Records drawn from a dataset

PR #2708, opened 2026-09-15
fix(OGX): Add pgvector to ogxlibdev deps for remote::pgvector vector_io

JslYoon:
## Description

Adds the `pgvector` Python client to the `ogxlibdev` dependency group so the OGX `remote::pgvector` vector_io provider can initialize.

Without it, starting the stack with a pgvector vector store crashes at provider init:

```
ModuleNotFoundError: No module named 'pgvector'
```

The provider imports `from pgvector.asyncpg import register_vector`, but the package was not declared alongside the existing `psycopg2-binary` / `asyncpg` drivers. This mirrors the other vector_io backend deps (`faiss-cpu` for inline::faiss) already listed under the same `# API vector_io` comment.

## Changes

- `pyproject.toml`: add `pgvector>=0.3.6` under the `ogxlibdev` group (vector_io section).
- `uv.lock`: regenerated via `uv lock` (resolves pgvector 0.5.0).

## Testing

Built the image with the change and verified the client loads and the pgvector provider initializes:

```
from pgvector.asyncpg import register_vector  # imports cleanly
```

Confirmed against a live pgvector-backed deployment (Postgres `vector` extension 0.8.6): vector stores create/attach/query without the ModuleNotFoundError.

🤖 Generated with [Claude Code](https://claude.com/claude-code)

## Summary by CodeRabbit

* **Chores**
  * Added pgvector support to the project’s PostgreSQL-related dependencies.


tisnik (approved):
LGTM

PR #2719, opened 2026-09-16
RHOKP-1758: add MCP transport for OKP RAG enrichment

mwcz:
## Summary

RHOKP RAG context used to enrich LCORE responses currently comes from direct calls to the Solr API hosted in RHOKP.

This PR adds conditional support for fetching that same context via RHOKP's upcoming MCP server.  The support is conditional in the following sense: when LCORE is configured to fetch context from RHOKP, it will attempt MCP, and fall back to Solr if MCP is not available.  In this way, LCORE has support for RHOKP RAG regardless of the version of RHOKP currently deployed.  The conditional support also allows existing LCORE configuration to work with RHOKP before and after the release of the MCP server.

The plan discussed with the LCORE team is that the Solr provider (in lightspeed-providers) will be deprecated and eventually removed.  The migration to Pydantic AI will not include Solr, so the migration timeline is, in a way, the same as the timeline for Solr provider removal.

## Transport selection

- **Launch:** always wire the Solr `vector_io` provider.
- **Query:** prefer the MCP transport whenever `okp_mcp_available()` is `True`, falling back to Solr when MCP is unavailable or hard-fails for the request.  This provides compatibility with RHOKP RAG 
- **Fail-forward:** the probe result is TTL-cached (not sticky), so an upgraded RHOKP is adopted without restarting LCORE.

Product/version filtering is now **query-time only** via the request `okp` filter; the launch-time `product`/`product_version` config is dropped. `OkpMcpConfiguration` and `RH_SERVER_OKP_MCP_DEFAULT_URL` are removed; the OpenAPI schema is regenerated.

## Testing

- `uv run make format`, `black`, `pylint` (10.00/10), `pyright src` (0 errors): clean.
- `uv run make test-unit`: 3600 passed, 1 skipped.
- `make verify` still fails on `check-types-tests` (mypy-on-tests): 41 pre-existing errors across 13 files not touched here (identical at the branch base).

The RHOKP team can provide a container image of RHOKP with RAG and MCP built in (but with a small sample of the full corpus to save on build & transfer time), and we will also work on updating the internal instance of RHOKP to include MCP as well, for even easier testing.

🤖 Assisted by [Claude Code](https://claude.com/claude-code)

## Summary by CodeRabbit

- **New Features**
  - Added an optional `okp` filter for selecting RAG results by exact product and version.
  - Added RHOKP MCP support for OKP retrieval, with automatic fallback to the existing Solr-based retrieval when unavailable.
  - Applied OKP filtering consistently across query, streaming, and responses requests.

- **Documentation**
  - Documented the new request syntax, filtering behavior, transport selection, and result handling.
  - Added guidance for using the backend-neutral `okp` filter during the Solr-to-MCP transition.


docs/devel_doc/openapi.json
```diff
@@ -16255,6 +16255,93 @@
...
+            },
+            "OkpProductFilter": {
+                "properties": {
+                    "product": {
+                        "type": "string",
+                        "title": "Product",
+                        "description": "Exact product identifier (exact match, no wildcards).",
+                        "examples": [
+                            "openshift_container_platform",
+                            "rhel"
```
mwcz: `rhel` is not correct.

anik120 (commented):
This is a big PR. Are we planning on breaking it down to smaller pieces (with this PR serving as the "demo") or have we been merging big PRs like this typically?

PR #272, opened 2022-07-19
feat(cordon): allow cordoning of a node

paulyoong:
Provide the ability to cordon a node. Applying a cordon prevents the
control plane from being able to schedule resources on that node.

When cordoning a node a label must be applied. This uniquely identifies
a particular cordon operation. When uncordoning a node the appropriate
label must also be supplied.

A particular cordon label can only be applied once. Attempting to apply
a cordon with a label that already exists will fail.

Cordoning a node can be achieved through the kubectl plugin using the
following command:
    kubectl-mayastor cordon node <node_id> <label>

Uncordoning a node can be achieved through the kubectl plugin using the
following command:
    kubectl-mayastor uncordon node <node_id> <label>

Cordon labels can be listed through the kubectl plugin using the
following command:
    kubectl-mayastor get cordon-labels <node_id>

### DIFF
--- a/common/src/types/v0/store/node.rs
+++ b/common/src/types/v0/store/node.rs
@@ -64,7 +64,7 @@ impl NodeSpec {
 
 impl From<NodeSpec> for models::NodeSpec {
     fn from(src: NodeSpec) -> Self {
-        Self::new(src.endpoint, src.id)
+        Self::new(src.endpoint, src.id, vec![""])
     }
 }
 
--- a/common/src/types/v0/store/node.rs
+++ b/common/src/types/v0/store/node.rs
@@ -34,14 +34,22 @@ pub struct NodeSpec {
     endpoint: String,
     /// Node labels.
     labels: NodeLabels,
+    /// Cordon labels.
+    cordon_labels: Vec<String>,
 }
 impl NodeSpec {
     /// Return a new `Self`
-    pub fn new(id: NodeId, endpoint: String, labels: NodeLabels) -> Self {
+    pub fn new(
+        id: NodeId,
+        endpoint: String,
+        labels: NodeLabels,
+        cordon_label: Option<Vec<String>>,
+    ) -> Self {
         Self {
             id,
             endpoint,
             labels,
+            cordon_labels: cordon_label.unwrap_or_default(),
         }
     }
     /// Node identification
@@ -60,11 +68,29 @@ impl NodeSpec {
     pub fn set_endpoint(&mut self, endpoint: String) {
         self.endpoint = endpoint
     }
+    /// Cordon node by applying the label.
+    pub fn cordon(&mut self, label: String) {
+        self.cordon_labels.push(label);
+    }
+    /// Uncordon node by removing the corresponding label.
+    pub fn uncordon(&mut self, label: String) {
+        if let Some(index) = self.cordon_labels.iter().position(|l| l == &label) {
+            self.cordon_labels.remove(index);
+        }
+    }
+    /// Returns whether or not the node is cordoned.
+    pub fn cordoned(&self) -> bool {
+        !self.cordon_labels.is_empty()
+    }
+    /// Returns the cordon labels
+    pub fn cordon_labels(&self) -> Vec<String> {
+        self.cordon_labels.clone()
+    }
 }
 
 impl From<NodeSpec> for models::NodeSpec {
     fn from(src: NodeSpec) -> Self {
-        Self::new(src.endpoint, src.id, vec![""])
+        Self::new(src.endpoint, src.id, src.cordon_labels)
     }
 }
 
--- a/control-plane/agents/core/src/core/registry.rs
+++ b/control-plane/agents/core/src/core/registry.rs
@@ -313,4 +313,9 @@ impl Registry {
             None => Ok(()),
         }
     }
+
+    /// Returns whether or not the node with the given ID is cordoned.
+    pub fn node_cordoned(&self, node_id: &NodeId) -> Result<bool, SvcError> {
+        Ok(self.specs.get_node(node_id)?.cordoned())
+    }
 }
--- a/control-plane/agents/core/src/node/service.rs
+++ b/control-plane/agents/core/src/node/service.rs
@@ -78,6 +78,14 @@ impl NodeOperations for Service {
         let blockdevices = self.get_block_devices(&req).await?;
         Ok(blockdevices)
     }
+
+    async fn cordon(&self, _id: NodeId, _label: String) -> Result<Node, ReplyError> {
+        todo!()
+    }
+
+    async fn uncordon(&self, _id: NodeId, _label: String) -> Result<Node, ReplyError> {
+        todo!()
+    }
 }
 
 #[tonic::async_trait]
--- a/control-plane/agents/core/src/node/service.rs
+++ b/control-plane/agents/core/src/node/service.rs
@@ -79,12 +79,14 @@ impl NodeOperations for Service {
         Ok(blockdevices)
     }
 
-    async fn cordon(&self, _id: NodeId, _label: String) -> Result<Node, ReplyError> {
-        todo!()
+    async fn cordon(&self, id: NodeId, label: String) -> Result<Node, ReplyError> {
+        let node = self.cordon(id, label).await?;
+        Ok(node)
     }
 
-    async fn uncordon(&self, _id: NodeId, _label: String) -> Result<Node, ReplyError> {
-        todo!()
+    async fn uncordon(&self, id: NodeId, label: String) -> Result<Node, ReplyError> {
+        let node = self.uncordon(id, label).await?;
+        Ok(node)
     }
 }
 
@@ -303,5 +305,25 @@ impl Service {
             .map(|rpc_bdev| rpc_bdev.to_mbus())
             .collect();
         Ok(BlockDevices(bdevs))
+    }
+
+    async fn cordon(&self, id: NodeId, label: String) -> Result<Node, SvcError> {
+        let spec = self
+            .registry
+            .specs()
+            .cordon_node(&self.registry, &id, label)
+            .await?;
+        let state = self.registry.get_node_state(&id).await.ok();
+        Ok(Node::new(id, Some(spec), state))
+    }
+
+    async fn uncordon(&self, id: NodeId, label: String) -> Result<Node, SvcError> {
+        let spec = self
+            .registry
+            .specs()
+            .uncordon_node(&self.registry, &id, label)
+            .await?;
+        let state = self.registry.get_node_state(&id).await.ok();
+        Ok(Node::new(id, Some(spec), state))
     }
 }
--- a/control-plane/agents/core/src/node/specs.rs
+++ b/control-plane/agents/core/src/node/specs.rs
@@ -30,6 +30,7 @@ impl ResourceSpecsLocked {
                         node.id.clone(),
                         node.grpc_endpoint.clone(),
                         NodeLabels::new(),
+                        None,
                     );
                     specs.nodes.insert(node.clone());
                     (true, node)
--- a/control-plane/agents/core/src/node/specs.rs
+++ b/control-plane/agents/core/src/node/specs.rs
@@ -63,7 +63,7 @@ impl ResourceSpecsLocked {
     }
 
     /// Get all locked node specs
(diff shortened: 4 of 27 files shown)


paulyoong:
bors try

common/src/types/v0/store/node.rs
```diff
@@ -60,11 +68,29 @@ impl NodeSpec {
     pub fn set_endpoint(&mut self, endpoint: String) {
         self.endpoint = endpoint
     }
+    /// Cordon node by applying the label.
+    pub fn cordon(&mut self, label: String) {
+        self.cordon_labels.push(label);
+    }
+    /// Uncordon node by removing the corresponding label.
+    pub fn uncordon(&mut self, label: String) {
+        if let Ok(index) = self.cordon_labels.binary_search(&label) {
```
Abhinandan-Purkait, line 77: Question: Does `binary_search()` method sort the array internally before searching? If not do we need to sort here?

control-plane/grpc/src/operations/node/client.rs
```diff
@@ -84,4 +84,34 @@ impl NodeOperations for NodeClient {
             None => Err(ReplyError::invalid_response(ResourceKind::Block)),
         }
     }
+
+    async fn cordon(&self, id: NodeId, label: String) -> Result<Node, ReplyError> {
```
Abhinandan-Purkait, line 88: Do we need to add the tracing tags here? ref: https://github.com/openebs/mayastor-control-plane/blob/08f07f949db2a852a13ea98bc56ee457f8ca222f/control-plane/grpc/src/operations/node/client.rs#L43

control-plane/grpc/src/operations/node/server.rs
```diff
@@ -71,4 +72,39 @@ impl NodeGrpc for NodeServer {
...
+        request: tonic::Request<CordonNodeRequest>,
+    ) -> Result<tonic::Response<CordonNodeReply>, tonic::Status> {
+        let req: CordonNodeRequest = request.into_inner();
+        match self.service.cordon(req.node_id.into(), req.label).await {
+            Ok(node) => {
+                let resp = Response::new(CordonNodeReply {
+                    reply: Some(cordon_node_reply::Reply::Node(node.into())),
+                });
+                Ok(resp)
+            }
```
Abhinandan-Purkait, line 86:
```suggestion
            Ok(node) => Ok(Response::new(CordonNodeReply {
                    reply: Some(cordon_node_reply::Reply::Node(node.into())),
            })),
```
Can we directly return from here?

control-plane/grpc/src/operations/node/server.rs
```diff
@@ -71,4 +72,39 @@ impl NodeGrpc for NodeServer {
...
+        request: tonic::Request<UncordonNodeRequest>,
+    ) -> Result<tonic::Response<UncordonNodeReply>, tonic::Status> {
+        let req: UncordonNodeRequest = request.into_inner();
+        match self.service.uncordon(req.node_id.into(), req.label).await {
+            Ok(node) => {
+                let resp = Response::new(UncordonNodeReply {
+                    reply: Some(uncordon_node_reply::Reply::Node(node.into())),
+                });
+                Ok(resp)
+            }
```
Abhinandan-Purkait, line 104:
```suggestion
            Ok(node) => Ok(Response::new(UncordonNodeReply {
                    reply: Some(uncordon_node_reply::Reply::Node(node.into())),
                })),
```

control-plane/grpc/src/operations/node/traits.rs
```diff
@@ -30,6 +33,10 @@ pub trait NodeOperations: Send + Sync {
         get_blockdevice: &dyn GetBlockDeviceInfo,
         ctx: Option<Context>,
     ) -> Result<BlockDevices, ReplyError>;
+    /// Cordon the node with the given ID and associate the label with the cordon.
```
Abhinandan-Purkait, line 36: ` associate the label with the cordon.` --> ` associate the label with the cordoned node.` ?

control-plane/plugin/src/bin/rest-plugin/main.rs
```diff
@@ -72,11 +72,22 @@ async fn execute(cli_args: CliArgs) {
                 )
                 .await
             }
+            GetResources::CordonLabels { id } => node::Node::get_labels(id).await,
```
Abhinandan-Purkait, line 75: Do we need a resource here? Otherwise if in future we have pool cordoning feature, then this probably won't support that. Rather should we just associate the command to a resource itself?

control-plane/plugin/src/resources/mod.rs
```diff
@@ -46,6 +48,13 @@ pub enum ScaleResources {
     },
 }
 
+/// The types of resources that support cordoning.
+#[derive(clap::Subcommand, Debug)]
+pub enum CordonResources {
+    /// Cordon the node with the given ID.
```
Abhinandan-Purkait, line 54: Should we also add a word or two about the `labels` as this probably would become the document in the `--help`.

Abhinandan-Purkait (commented):
Can we please have the README for the plugin updated with `usages` and `examples` for the new commands.

common/src/types/v0/store/node.rs
```diff
@@ -60,11 +68,29 @@ impl NodeSpec {
...
+            self.cordon_labels.remove(index);
+        }
```
chriswldenyer, line 79: Maybe this should return an error if the label cannot be found (rather than searching before calling this function)

control-plane/grpc/src/operations/node/server.rs
chriswldenyer: > Can we directly return from here?

What's the advantage? Just making the code denser often doesn't help - it makes it harder to unpick

chriswldenyer (commented):
Still reviewing but some initial comments.

common/src/types/v0/store/node.rs
paulyoong: I don't believe it sorts it internally. However, I don't think it matters. We disallow multiple instances of the same label being added, so we should only ever have one.

paulyoong: Yes you are correct. Let me find an alternative.

common/src/types/v0/store/node.rs
```diff
@@ -60,11 +68,29 @@ impl NodeSpec {
...
+    }
+    /// Returns whether or not the node is cordoned.
+    pub fn cordoned(&self) -> bool {
+        !self.cordon_labels.is_empty()
+    }
+    /// Returns the cordon labels
+    pub fn cordon_labels(&self) -> Vec<String> {
```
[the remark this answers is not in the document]
tiagolobocastro: AFAIK in Rust, it's "idiomatic", not to prefix get methods with get.

control-plane/agents/core/src/core/registry.rs
```diff
@@ -313,4 +313,12 @@ impl Registry {
             None => Ok(()),
         }
     }
+
+    /// Returns whether or not the node with the given ID is cordoned.
+    pub fn node_cordoned(&self, node_id: &NodeId) -> bool {
+        self.specs
+            .get_cordoned_nodes()
+            .into_iter()
+            .any(|node_spec| node_spec.id() == node_id)
```
tiagolobocastro, line 322: Would it be simpler to get just the node that has `node_id` and check if it's cordoned?

control-plane/agents/core/src/node/specs.rs
```diff
@@ -73,4 +74,70 @@ impl ResourceSpecsLocked {
...
+            if locked_node.cordon_labels().contains(&label) {
+                return Err(SvcError::CordonLabel {
+                    node_id: node_id.to_string(),
+                    label,
+                });
+            }
+            locked_node.cordon(label);
+            locked_node.clone()
+        };
+        registry.store_obj(&cordoned_node_spec).await?;
```
tiagolobocastro, line 99: I wonder if node specs should now follow the same pattern we have for the other resources?

control-plane/grpc/src/operations/node/server.rs
tiagolobocastro: With the new clippy version, IIRC it'll probably warn if we put it on a variable to simply return it on the next statement.

control-plane/plugin/src/resources/volume.rs
```diff
@@ -126,7 +126,7 @@ impl Scale for Volume {
                 }
                 OutputFormat::None => {
                     // In case the output format is not specified, show a success message.
-                    println!("Volume {} Scaled Successfully 🚀", id)
+                    println!("Volume {} scaled successfully 🚀", id)
```
tiagolobocastro, line 129: Tagging @blaisedias to check if a case change breaks the system tests.

tiagolobocastro (approved):
Could we break this into several logical commits? I can think of transport changes, openapi, kubectl and the core agent.

common/src/types/v0/store/node.rs
paulyoong: Good catch @Abhinandan-Purkait. I'm now using `.iter().position()` to get the index so that I can remove the label.

control-plane/grpc/src/operations/node/server.rs
paulyoong: Done.

common/src/types/v0/store/node.rs
```diff
@@ -60,11 +68,29 @@ impl NodeSpec {
     pub fn set_endpoint(&mut self, endpoint: String) {
         self.endpoint = endpoint
     }
+    /// Cordon node by applying the label.
+    pub fn cordon(&mut self, label: String) {
+        self.cordon_labels.push(label);
+    }
+    /// Uncordon node by removing the corresponding label.
+    pub fn uncordon(&mut self, label: String) {
```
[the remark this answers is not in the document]
paulyoong: This is handled by the caller. These functions were meant to be kept simple. If the caller doesn't care whether the label is there of not they can just carry on.

control-plane/agents/core/src/node/specs.rs
```diff
@@ -73,4 +74,70 @@ impl ResourceSpecsLocked {
...
+    /// Return the NodeSpec after uncordoning.
+    pub(crate) async fn uncordon_node(
+        &self,
+        registry: &Registry,
+        node_id: &NodeId,
+        label: String,
+    ) -> Result<NodeSpec, SvcError> {
+        let node = self.get_locked_node(node_id)?;
+        // Return an error if the uncordon label doesn't exist.
+        if !node.lock().cordon_labels().contains(&label) {
```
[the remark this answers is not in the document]
paulyoong: I think I prefer to keep it here. This caller happens to care if the label already exists, but others may not.

control-plane/agents/core/src/node/service.rs
```diff
@@ -78,6 +78,16 @@ impl NodeOperations for Service {
         let blockdevices = self.get_block_devices(&req).await?;
         Ok(blockdevices)
     }
+
+    async fn cordon(&self, id: NodeId, label: String) -> Result<Node, ReplyError> {
+        let node = self.cordon(id, label).await?;
```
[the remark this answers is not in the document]
paulyoong: I did this to be in keeping with the rest of the file. The reason we seem to do this currently is because it won't implicitly convert from a `SvcError` to a `ReplyError`.

control-plane/agents/core/src/node/specs.rs
paulyoong: I think you are probably correct but I'll leave this to a subsequent change.

control-plane/agents/core/src/core/registry.rs
paulyoong: Good suggestion. Done

control-plane/agents/core/src/node/specs.rs
tiagolobocastro: Yep, agreed!

paulyoong:
bors try

chriswldenyer (approved):
LGTM

Abhinandan-Purkait (approved):

control-plane/plugin/src/resources/mod.rs
paulyoong: Done.

paulyoong:
bors merge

> **What is expected**
How many lines in these records hold the string "correct"? Reply with the number alone.

> **Output for this exercise**
3